Olhares enviesados

Correio da Cidadania

WPO | ART | CCD | Olhares enviesados, n. 506, 01 jul. 2006.

 

 

É impressionante como uma parte da esquerda brasileira virou chorona. Esteve embolada com o tucanato e o pefelato nas denúncias da suposta corrupção sistêmica do governo Lula, supondo que isso sangraria o governo e o PT até a morte. Diante de uma realidade diferente, cai no desalento porque aquelas correntes políticas da burguesia se mostram incapazes de continuar batendo pesado no mesmo assunto.
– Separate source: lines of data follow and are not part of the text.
PR #8891, opened 2022-06-13
Update import-hr-data.md

NarraSaiKrishna:
Updating the document based on the feedback received from the team


v-tophillips (approved):

NarraSaiKrishna:
Hey, I think some wrong commit happened because I don't see any changes in the public document.

v-tophillips:
I've verified this (I don't see it in live docs, either) and will fix this in a separate PR. Please check again after 24 hours.

v-tophillips:
After investigating further, it looks like the changes were made but may not have appeared when you checked. The changes are, in fact, in the published files and should have now replicated to the published docs.

PR #8954, opened 2022-06-20
Update user-submission.md

cammurray:
Add reference to condition customer can get in to if they are performing phishing simulations & using a submissions mailbox.


cammurray:
@dhairyya fyi

Issue #8926, opened 2022-06-15
"continuously collects behavioral cyber telemetry" -- but not always


cronq:
After working with Microsoft support when we saw a large number of gaps in event data in MDE, an MDE engineer said this is working as designed. From the support ticket "MDE is not intended to be an auditing/logging solution that records every operation or activity that happens on a given machine...Our sensor has an internal throttling/capping mechanism, so the high rate of repeat identical events won't flood the logs...when we transmit telemetry to the cloud". This, or something similar to it, should be noted on this page (and likely others as well). Any reader will make the assumption that ALL events will be sent to MDE with the existing statement "This includes process information, network activities, deep optics into the kernel and memory manager, user login activities, registry and file system changes, and others. The information is stored for six months, enabling an analyst to travel back in time to the start of an attack." Thus, a note about the throttling, likely event loss, and MDE is "not intended to...record every operation" is VERY relevant to users and potential users. 

---
#### Document Details

⚠ *Do not edit this section. It is required for docs.microsoft.com ➟ GitHub issue linking.*

* ID: 072bd7c6-9f5b-4de2-2d65-f83e7adbc85f
* Version Independent ID: 39c90a0c-6bce-68a3-7b1f-138819744b76
* Content: [Overview of endpoint detection and response capabilities](https://docs.microsoft.com/en-us/microsoft-365/security/defender-endpoint/overview-endpoint-detection-response?view=o365-worldwide)
* Content Source: [microsoft-365/security/defender-endpoint/overview-endpoint-detection-response.md](https://github.com/MicrosoftDocs/microsoft-365-docs/blob/public/microsoft-365/security/defender-endpoint/overview-endpoint-detection-response.md)
* Product: **m365-security**
* Technology: **mde**
* GitHub Login: @mjcaparas
* Microsoft Alias: **macapara**

yogkumgit:
@msbemba

msbemba:
@cronq Thank you for your feedback. We have made changes to the document via PR#https://github.com/MicrosoftDocs/microsoft-365-docs/pull/9030

Once the author approves, the changes will be live.

Thanks
Sri

yogkumgit:
@msbemba Thank you very much for the contribution and updating the documentation with PR. @cronq Hope this update is helpful for you. Thanks for taking out some time to open the issue. Appreciate and encourage you to do the same in future also.

PR #9030, opened 2022-06-27
Update overview-endpoint-detection-response.md

msbemba:
Updated note as per the microsoft support ticket. Defender for Endpoint detection is not intended to be an auditing or logging solution that records every operation or activity that happens on a given machine.Our sensor has an internal throttling mechanism, so the high rate of repeat identical events will not flood the logs.


msbemba:

msbemba:
Issue#https://github.com/MicrosoftDocs/microsoft-365-docs/issues/8926

denisebmsft (approved):
Thank you @msbemba

JohanFreelancer9 (approved):

PR #12714, opened 2023-08-30
Update microsoft-defender-endpoint-linux.md

JesseEsquivel:
Updating docs page to reflect that running FAPolicyD with MDE in active mode is not supported per recent IcM.


JohanFreelancer9 (approved):

denisebmsft (approved):
Thank you @JesseEsquivel

PR #12804, opened 2023-09-15
Fixed typo in get-machines.md, OData filter parameter $stop should be…

danneforslund:
… $top


denisebmsft (approved):
Thank you @danneforslund

PR #12825, opened 2023-09-20
Adding support for top level domain URL blocking

dhairyya:
Added syntax for top level domain URL blocking


dhairyya:
@chrisda / @MSFTTracyP could you please approve this change and add a reference to what is new inside MDO?

PR #12863, opened 2023-09-26
Update attack-simulation-training-get-started.md

richa-b23:


richa-b23:
@chrisda Attack Sim is now available in the GCC high environment. Updated it in the documentation.

richa-b23:
@chrisda in the below given change it seems like the advanced features are unavailable for both GCC and GCC High environments. Whereas, these advanced features are unavailable only in GCC High environment. 

"As of September 2023, Attack simulation training is available in GCC and GCC High environments, but certain advanced features are not available (for example, payload automation, recommended payloads, the predicted compromised rate)."

chrisda:
@richa-b23, I made the following correction (in bold):

As of September 2023, Attack simulation training is available in Microsoft 365 GCC and GCC High environments, but certain advanced features are not available **in GCC High** (for example, payload automation, recommended payloads, the predicted compromised rate).

Issue #12864, opened 2023-09-26
Add `*.blob.core.windows.net` under OneDrive for Business


kaylangan:
`*.blob.core.windows.net` should also be included under OneDrive for Business since it is used for OneDrive for Business telemetry.

---
#### Document Details

⚠ *Do not edit this section. It is required for learn.microsoft.com ➟ GitHub issue linking.*

* ID: 66bd8666-3566-a901-b25b-eb6baba6264a
* Version Independent ID: e9f6310f-2207-8c81-d31a-3d5a80beb26b
* Content: [Office 365 URLs and IP address ranges - Microsoft 365 Enterprise](https://learn.microsoft.com/en-us/microsoft-365/enterprise/urls-and-ip-address-ranges?view=o365-worldwide)
* Content Source: [microsoft-365/enterprise/urls-and-ip-address-ranges.md](https://github.com/MicrosoftDocs/microsoft-365-docs/blob/public/microsoft-365/enterprise/urls-and-ip-address-ranges.md)
* Service: **microsoft-365-enterprise**
* GitHub Login: @kelleyvice-msft
* Microsoft Alias: **kvice**

msbemba:
@kaylangan Thanks for reaching out to the Microsoft 365 Enterprise content team. Because all Microsoft 365 endpoints data displayed in learn.microsoft.com articles is autogenerated by the Microsoft 365 endpoints web service, the content team cannot resolve issues directly related to this data.
We recommend that you contact the engineering team associated with the endpoint in question.

Hope this helps!

Thanks
Sri

PR #12865, opened 2023-09-26
Add `*.blob.core.windows.net` to OneDrive for Business

kaylangan:
See #12864 

Not sure if this is the right place to suggest updates given the header says that this file is automatically generated.


scotvidican:
@kaylangan - you're correct in that it's autogenerated from a db, so we can't update it manually. I'll send you mail with information on how to request changes.

PR #12884, opened 2023-09-28
Update ios-install.md

kerodri:
needs to be specific on what license is needed


Dansimp:
Will review and update in a separate PR

PR #12907, opened 2023-10-05
E bpf doc update

meghapriyams:


microsoft-365/security/defender-endpoint/linux-support-ebpf.md
srkoripe, line 1: Just wondering if we can remove this statement.
> Customers need to update to the above-mentioned supported versions to experience the feature

PR #13005, opened 2023-10-23
ASR rules: Provide minimal info on "Block Webshell creatieon for Serv…

matsimon:
…ers"

Partially addresses MicrosoftDocs/microsoft-365-docs-pr#23612 but lots of parts cannot be documented without internal knowledge from Microsoft.

If you search for this ASR rule, it has already been out without any documentation for quite some time.
Please fill in the missing gaps if you can, this at least will give you a hint on what GUID is being used.


denisebmsft (approved):
Thank you @matsimon

PR #13009, opened 2023-10-23
Graph and user impersonation are same

dhairyya:
Customers are getting confused whether graph and user impersonation are one and the same thing. So making a change to clear it out.


dhairyya:
@chrisda could you please approve this?

PR #13011, opened 2023-10-23
Added AIR outcome for third-party

dhairyya:
Customers need to be educated the advantage of tying up third party report on user reported settings. The biggest advantage is AIR and so calling it out


dhairyya:
@chrisda could you please approve this?

PR #13031, opened 2023-10-26
Update printer-protection-overview.md

PiotrWadolowski:
Update printer-protection-overview.md - moved "print 64" to correct location in access mask


denisebmsft (approved):
Thank you @PiotrWadolowski

PR #13813, opened 2025-04-22
Update understand-proposal-workflow.md

titung-MSFT:
Updated to include accounts payable contact. Removing your information as that's not accurate.


cmcatee-MSFT:
Resumitted in private repo

PR #13818, opened 2025-04-24

SixPraxis:
Added -All switch to Get-MgBetaGroup cmdlet to ensure success in tenants with more groups than the default returned sample size.


v-mathavale:
changes are implemented in private repo.

PR #13827, opened 2025-05-08
Add new policy "Allow users to submit limited feedback to Microsoft"

bajdigital:
There is a new policy "Allow users to submit limited feedback to Microsoft" when "Allow users to submit feedback to Microsoft" policy is disabled.


v-mathavale:
Technical change and author not found.

PR #13833, opened 2025-05-14
Update archive-faq.md

DanielRyanTech:
File-level granular archiving support was pushed back to 2026, but it has been added to the Roadmap for tracking. Updated the FAQ entry to have the correct year, and added a link to the direct entry on the Microsoft 365 Roadmap


DanielRyanTech (commented):
That makes sense, thanks for catching that part of the link!

PR #13842, opened 2025-05-21
Updating Idle Session Timeout handling for Microsoft Fabric

ByBrianGoodman:
Updated FAQs to cover long-running executions present within Microsoft Fabric to bring additional clarity with ABT.


ByBrianGoodman (commented):
Fixed verbiage.

PR #13858, opened 2025-05-28
Update about-admin-roles.md

bharto:
Migration admin role now allows file share migrations as well.


v-mathavale:
technical change and unable to trace author.

PR #13859, opened 2025-05-29
Update OneDrive/SharePoint maximum path character limit

MeckenS:
This should be 247-character limit. Please try creating a file or folder with a path limit of more than 247 characters on your own Windows computer with OneDrive KFM enabled to see this behavior. I can submit a video of this behavior if needed.

Additionally, the sentence could be more descriptive to include maximum path length since that is what is being affected.


v-mathavale:
closing as can't trace author and change is technical.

Junto com o tucanato, essa mesma parcela da esquerda tentou demonstrar que o programa petista no governo era a continuidade escrachada do governo FHC. Como isso não é o que pensa a maior parte do povão, mesmo aquela parte que vai votar em Lula porque considera que ele é menos pior do que FHC, ela resvala no sonho salvador de uma promessa, sem base social. E acredita que, com sua presença carregada de voluntarismo, fará as eleições deste ano mudarem o rumo dos acontecimentos.

Não sabemos como um grupo, que nem sequer conseguiu dizer claramente sua proposta socialista, sua estratégia e suas táticas, terá condições de transformar as próximas eleições em algo novo e promissor, apesar de considerá-las parte de um jogo sujo, de cartas marcadas, que precisa ser extirpado. Mas isso pouco importa. Afinal, todo mundo tem o direito de sonhar. Como tem o direito de não concordar com o PT, nem com o que faz ou deixa de fazer o governo Lula.

No entanto, teremos o direito de olhar a realidade de forma enviesada e fazer o contrário do que afirmamos? Podemos nos comprometer a não fazer concessões na luta pelo socialismo, mas agora, na disputa eleitoral, advogar o capitalismo inclusivo, embora abominando isso no programa de Lula e do PT? Se é isso, o que distingue essa parte da esquerda do resto que ela critica como vendida, corrupta e outros qualificativos menos edificantes?

Em teoria, na esquerda brasileira, parecemos ter uma clivagem profunda entre os que lutam pelo socialismo e os que fingem lutar pelo socialismo, entre os que são portadores de uma nova ética e os que fingem empunhar a bandeira da ética, entre os que combatem desassombrados o modelo dominante e os que fingem realizar tal combate.

Na prática, o que estamos assistindo são as mesmas clivagens que racharam a esquerda no passado de nossa história. Rachas que ajudaram a direita a impor derrotas profundas à esquerda como um todo e a consolidar seu domínio. Sem aprender com o passado, muitos não conseguem olhar o presente de forma menos enviesada. Combatem o inimigo errado, como fizeram os ludistas do MST e os provocadores do MLST, e continuam fazendo os que colocam o PT, o PSDB e o PFL no mesmo campo. Confundem os aliados com os inimigos, e atiram nos primeiros pensando estar alvejando os segundos.

 

Wladimir Pomar é escritor e analista político.